[Stored dataset items]

---------------

PR #40405, opened 2025-07-17
Internalize data attributes examples

Josh-Cena:
Almost finishing https://github.com/mdn/content/issues/16120.

I'm having a really hard time coming up with convincing examples, because the existing ones surely don't convince me. @pepelsbey pointed me to the new Fred architecture which is helpful. I'm also pointing to another internal example for reference.

### DIFF
--- a/files/en-us/web/html/how_to/use_data_attributes/index.md
+++ b/files/en-us/web/html/how_to/use_data_attributes/index.md
@@ -166,7 +166,7 @@ There are multiple benefits of this:
 
 ### Associating arbitrary data with DOM elements
 
-Most web apps have JavaScript data as the source-of-truth for their UI state, so you only add HTML attributes where needed. But occasionally, it may be more convenient to have everything be present in the markup, and only use JavaScript to handle events, sync state, etc.
+Many web apps have JavaScript data as the source-of-truth for their UI state. In these cases, you only add HTML attributes necessary for rendering. Data attributes are useful in the cases where everything is present in the markup, and JavaScript is only needed for handling events, syncing state, etc.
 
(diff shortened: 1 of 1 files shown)


files/en-us/web/html/how_to/use_data_attributes/index.md
```diff
@@ -92,15 +92,87 @@ article[data-columns="4"] {
...
+
+There are multiple benefits of this:
+
+- It eliminates a lot of invalid states, such as applying `callout--note` without also adding `callout`, or applying multiple variants simultaneously.
+- A separate `data-variant` attribute allows static analysis for valid values via linting or type checking.
+- Toggling the variant is more intuitive: you can use `div.dataset.variant = "warning";` instead of manipulating the [`classList`](/en-US/docs/Web/API/Element/classList) which requires multiple steps.
+
+### Associating arbitrary data with DOM elements
+
+Most web apps have JavaScript data as the source-of-truth for their UI state, so you only add HTML attributes where needed. But occasionally, it may be more convenient to have everything be present in the markup, and only use JavaScript to handle events, sync state, etc.
```
estelle:
```suggestion
Many web apps have JavaScript data as the source-of-truth for their UI state. In these cases, you only add HTML attributes necessary for rendering. Data attributes are useful in the cases where everything is present in the markup, and JavaScript is only needed for handling events, syncing state, etc.
```
less opinionated and dissuasive. "Most"? not sure of the definitions, so let's make it less debatable

estelle (commented):
generally LGTM, but made one suggestion

estelle (approved):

---------------

Aim of the task:
Check each line of the records for the string "handle" and copy those that have it.

Response to this task:
-Most web apps have JavaScript data as the source-of-truth for their UI state, so you only add HTML attributes where needed. But occasionally, it may be more convenient to have everything be present in the markup, and only use JavaScript to handle events, sync state, etc.
+Most web apps have JavaScript data as the source-of-truth for their UI state, so you only add HTML attributes where needed. But occasionally, it may be more convenient to have everything be present in the markup, and only use JavaScript to handle events, sync state, etc.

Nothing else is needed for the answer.